**Given data:**
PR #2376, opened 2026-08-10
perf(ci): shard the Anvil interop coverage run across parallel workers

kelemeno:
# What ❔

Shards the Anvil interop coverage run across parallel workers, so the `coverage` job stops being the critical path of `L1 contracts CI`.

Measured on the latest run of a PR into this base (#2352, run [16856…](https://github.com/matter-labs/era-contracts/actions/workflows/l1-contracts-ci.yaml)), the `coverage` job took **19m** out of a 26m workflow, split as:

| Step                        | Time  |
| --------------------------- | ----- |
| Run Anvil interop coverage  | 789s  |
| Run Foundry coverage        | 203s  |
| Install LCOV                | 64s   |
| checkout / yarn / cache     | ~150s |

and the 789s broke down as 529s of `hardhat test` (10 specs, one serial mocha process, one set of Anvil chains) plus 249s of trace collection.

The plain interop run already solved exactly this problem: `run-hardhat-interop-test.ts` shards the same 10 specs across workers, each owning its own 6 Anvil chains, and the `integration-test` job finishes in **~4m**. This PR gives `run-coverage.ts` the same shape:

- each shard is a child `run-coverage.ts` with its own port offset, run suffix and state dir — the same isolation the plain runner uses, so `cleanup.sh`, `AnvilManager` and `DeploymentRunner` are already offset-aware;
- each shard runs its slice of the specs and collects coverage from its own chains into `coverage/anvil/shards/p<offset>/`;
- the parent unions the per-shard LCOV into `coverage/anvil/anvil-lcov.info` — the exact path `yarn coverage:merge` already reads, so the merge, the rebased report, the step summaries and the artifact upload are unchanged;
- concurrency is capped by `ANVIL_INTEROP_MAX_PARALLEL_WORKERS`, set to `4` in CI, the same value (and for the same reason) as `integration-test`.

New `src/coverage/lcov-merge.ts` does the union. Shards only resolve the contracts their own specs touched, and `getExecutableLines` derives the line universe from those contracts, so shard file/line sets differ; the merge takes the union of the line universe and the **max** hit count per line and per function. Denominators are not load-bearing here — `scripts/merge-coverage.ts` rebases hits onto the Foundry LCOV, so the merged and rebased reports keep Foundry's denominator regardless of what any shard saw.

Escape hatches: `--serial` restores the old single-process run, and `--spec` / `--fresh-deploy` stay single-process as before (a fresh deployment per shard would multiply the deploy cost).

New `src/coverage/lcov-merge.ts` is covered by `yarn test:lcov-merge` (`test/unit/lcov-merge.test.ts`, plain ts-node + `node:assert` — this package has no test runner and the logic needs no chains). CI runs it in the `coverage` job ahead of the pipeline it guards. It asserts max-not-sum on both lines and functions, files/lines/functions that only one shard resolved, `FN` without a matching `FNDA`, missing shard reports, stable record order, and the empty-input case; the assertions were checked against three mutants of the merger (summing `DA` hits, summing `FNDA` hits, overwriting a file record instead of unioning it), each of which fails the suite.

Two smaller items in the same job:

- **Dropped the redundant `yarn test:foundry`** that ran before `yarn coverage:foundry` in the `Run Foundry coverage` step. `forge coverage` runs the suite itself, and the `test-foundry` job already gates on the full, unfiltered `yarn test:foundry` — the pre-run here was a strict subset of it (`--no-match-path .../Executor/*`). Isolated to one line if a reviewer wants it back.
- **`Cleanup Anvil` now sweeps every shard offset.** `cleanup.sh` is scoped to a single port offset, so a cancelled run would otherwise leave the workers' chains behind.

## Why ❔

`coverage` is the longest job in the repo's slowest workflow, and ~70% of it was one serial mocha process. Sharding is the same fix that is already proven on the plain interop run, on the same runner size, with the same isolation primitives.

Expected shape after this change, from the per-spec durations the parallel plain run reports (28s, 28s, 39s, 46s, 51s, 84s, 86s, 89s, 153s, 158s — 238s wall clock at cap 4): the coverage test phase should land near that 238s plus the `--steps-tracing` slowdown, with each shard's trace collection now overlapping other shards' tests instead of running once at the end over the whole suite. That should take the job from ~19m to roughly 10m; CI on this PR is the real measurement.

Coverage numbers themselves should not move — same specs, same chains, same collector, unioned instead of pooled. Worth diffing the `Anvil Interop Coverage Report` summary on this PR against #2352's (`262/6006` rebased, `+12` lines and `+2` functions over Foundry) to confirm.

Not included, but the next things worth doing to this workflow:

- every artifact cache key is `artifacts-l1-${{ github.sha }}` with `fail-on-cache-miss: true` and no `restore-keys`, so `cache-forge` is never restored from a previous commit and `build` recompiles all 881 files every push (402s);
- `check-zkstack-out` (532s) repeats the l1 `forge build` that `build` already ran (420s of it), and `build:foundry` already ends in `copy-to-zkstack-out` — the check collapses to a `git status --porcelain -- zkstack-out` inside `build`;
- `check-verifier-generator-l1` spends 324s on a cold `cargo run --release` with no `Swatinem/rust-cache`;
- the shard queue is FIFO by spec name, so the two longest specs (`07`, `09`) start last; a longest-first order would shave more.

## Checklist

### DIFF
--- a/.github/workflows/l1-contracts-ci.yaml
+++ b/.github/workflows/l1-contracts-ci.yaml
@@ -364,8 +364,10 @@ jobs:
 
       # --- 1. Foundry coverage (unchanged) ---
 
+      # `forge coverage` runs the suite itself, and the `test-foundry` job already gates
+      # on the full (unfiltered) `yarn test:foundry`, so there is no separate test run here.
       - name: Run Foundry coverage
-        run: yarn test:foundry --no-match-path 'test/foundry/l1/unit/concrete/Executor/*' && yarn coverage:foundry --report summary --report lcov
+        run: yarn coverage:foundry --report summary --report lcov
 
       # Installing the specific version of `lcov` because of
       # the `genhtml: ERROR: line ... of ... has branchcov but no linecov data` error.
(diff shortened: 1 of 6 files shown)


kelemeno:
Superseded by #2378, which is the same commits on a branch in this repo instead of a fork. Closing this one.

**What needs to be done:**
Using the exact wording, repeat all the entries.

**Reply to the task:**
PR #2376, opened 2026-08-10
perf(ci): shard the Anvil interop coverage run across parallel workers

kelemeno:
# What ❔

Shards the Anvil interop coverage run across parallel workers, so the `coverage` job stops being the critical path of `L1 contracts CI`.

Measured on the latest run of a PR into this base (#2352, run [16856…](https://github.com/matter-labs/era-contracts/actions/workflows/l1-contracts-ci.yaml)), the `coverage` job took **19m** out of a 26m workflow, split as:

| Step                        | Time  |
| --------------------------- | ----- |
| Run Anvil interop coverage  | 789s  |
| Run Foundry coverage        | 203s  |
| Install LCOV                | 64s   |
| checkout / yarn / cache     | ~150s |

and the 789s broke down as 529s of `hardhat test` (10 specs, one serial mocha process, one set of Anvil chains) plus 249s of trace collection.

The plain interop run already solved exactly this problem: `run-hardhat-interop-test.ts` shards the same 10 specs across workers, each owning its own 6 Anvil chains, and the `integration-test` job finishes in **~4m**. This PR gives `run-coverage.ts` the same shape:

- each shard is a child `run-coverage.ts` with its own port offset, run suffix and state dir — the same isolation the plain runner uses, so `cleanup.sh`, `AnvilManager` and `DeploymentRunner` are already offset-aware;
- each shard runs its slice of the specs and collects coverage from its own chains into `coverage/anvil/shards/p<offset>/`;
- the parent unions the per-shard LCOV into `coverage/anvil/anvil-lcov.info` — the exact path `yarn coverage:merge` already reads, so the merge, the rebased report, the step summaries and the artifact upload are unchanged;
- concurrency is capped by `ANVIL_INTEROP_MAX_PARALLEL_WORKERS`, set to `4` in CI, the same value (and for the same reason) as `integration-test`.

New `src/coverage/lcov-merge.ts` does the union. Shards only resolve the contracts their own specs touched, and `getExecutableLines` derives the line universe from those contracts, so shard file/line sets differ; the merge takes the union of the line universe and the **max** hit count per line and per function. Denominators are not load-bearing here — `scripts/merge-coverage.ts` rebases hits onto the Foundry LCOV, so the merged and rebased reports keep Foundry's denominator regardless of what any shard saw.

Escape hatches: `--serial` restores the old single-process run, and `--spec` / `--fresh-deploy` stay single-process as before (a fresh deployment per shard would multiply the deploy cost).

New `src/coverage/lcov-merge.ts` is covered by `yarn test:lcov-merge` (`test/unit/lcov-merge.test.ts`, plain ts-node + `node:assert` — this package has no test runner and the logic needs no chains). CI runs it in the `coverage` job ahead of the pipeline it guards. It asserts max-not-sum on both lines and functions, files/lines/functions that only one shard resolved, `FN` without a matching `FNDA`, missing shard reports, stable record order, and the empty-input case; the assertions were checked against three mutants of the merger (summing `DA` hits, summing `FNDA` hits, overwriting a file record instead of unioning it), each of which fails the suite.

Two smaller items in the same job:

- **Dropped the redundant `yarn test:foundry`** that ran before `yarn coverage:foundry` in the `Run Foundry coverage` step. `forge coverage` runs the suite itself, and the `test-foundry` job already gates on the full, unfiltered `yarn test:foundry` — the pre-run here was a strict subset of it (`--no-match-path .../Executor/*`). Isolated to one line if a reviewer wants it back.
- **`Cleanup Anvil` now sweeps every shard offset.** `cleanup.sh` is scoped to a single port offset, so a cancelled run would otherwise leave the workers' chains behind.

## Why ❔

`coverage` is the longest job in the repo's slowest workflow, and ~70% of it was one serial mocha process. Sharding is the same fix that is already proven on the plain interop run, on the same runner size, with the same isolation primitives.

Expected shape after this change, from the per-spec durations the parallel plain run reports (28s, 28s, 39s, 46s, 51s, 84s, 86s, 89s, 153s, 158s — 238s wall clock at cap 4): the coverage test phase should land near that 238s plus the `--steps-tracing` slowdown, with each shard's trace collection now overlapping other shards' tests instead of running once at the end over the whole suite. That should take the job from ~19m to roughly 10m; CI on this PR is the real measurement.

Coverage numbers themselves should not move — same specs, same chains, same collector, unioned instead of pooled. Worth diffing the `Anvil Interop Coverage Report` summary on this PR against #2352's (`262/6006` rebased, `+12` lines and `+2` functions over Foundry) to confirm.

Not included, but the next things worth doing to this workflow:

- every artifact cache key is `artifacts-l1-${{ github.sha }}` with `fail-on-cache-miss: true` and no `restore-keys`, so `cache-forge` is never restored from a previous commit and `build` recompiles all 881 files every push (402s);
- `check-zkstack-out` (532s) repeats the l1 `forge build` that `build` already ran (420s of it), and `build:foundry` already ends in `copy-to-zkstack-out` — the check collapses to a `git status --porcelain -- zkstack-out` inside `build`;
- `check-verifier-generator-l1` spends 324s on a cold `cargo run --release` with no `Swatinem/rust-cache`;
- the shard queue is FIFO by spec name, so the two longest specs (`07`, `09`) start last; a longest-first order would shave more.

## Checklist

### DIFF
--- a/.github/workflows/l1-contracts-ci.yaml
+++ b/.github/workflows/l1-contracts-ci.yaml
@@ -364,8 +364,10 @@ jobs:
 
       # --- 1. Foundry coverage (unchanged) ---
 
+      # `forge coverage` runs the suite itself, and the `test-foundry` job already gates
+      # on the full (unfiltered) `yarn test:foundry`, so there is no separate test run here.
       - name: Run Foundry coverage
-        run: yarn test:foundry --no-match-path 'test/foundry/l1/unit/concrete/Executor/*' && yarn coverage:foundry --report summary --report lcov
+        run: yarn coverage:foundry --report summary --report lcov
 
       # Installing the specific version of `lcov` because of
       # the `genhtml: ERROR: line ... of ... has branchcov but no linecov data` error.
(diff shortened: 1 of 6 files shown)


kelemeno:
Superseded by #2378, which is the same commits on a branch in this repo instead of a fork. Closing this one.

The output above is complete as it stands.